• Material for this task:
PR #238, opened 2020-05-12
check if VERSION could be correctly determined

tyrasd:
Under some error conditions `mvn org.apache.maven.plugins:maven-help-plugin:2.1.1:evaluate` can fail. This is for example the case when a module's parent module cannot be loaded from the specified repositories. Before this fix, this lead to the variable `VERSION` to be empty, resulting in any (snapshot) release deploys to be skipped silently. This changes the behaviour to instead fail early in the _build and test_ step, so one can see that the build didn't go as planned.

//edit: I also removed some unused variables. these can be added again later if they are going to be needed

### DIFF
--- a/Jenkinsfile
+++ b/Jenkinsfile
@@ -38,7 +38,6 @@ pipeline {
           }
         }
         script {
-
           server = Artifactory.server 'HeiGIT Repo'
           rtMaven = Artifactory.newMavenBuild()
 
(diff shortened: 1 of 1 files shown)


tyrasd:
Thanks @SlowMo24! I like your version much better, because it also triggers when the version can be read from the pom, but would contain typos, unexpected characters and/or non semantic version numbers. :+1:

• What the exercise asks: In the entries above, find every line with the word "also" and list it.

• Exercise solution:
//edit: I also removed some unused variables. these can be added again later if they are going to be needed
Thanks @SlowMo24! I like your version much better, because it also triggers when the version can be read from the pom, but would contain typos, unexpected characters and/or non semantic version numbers. :+1:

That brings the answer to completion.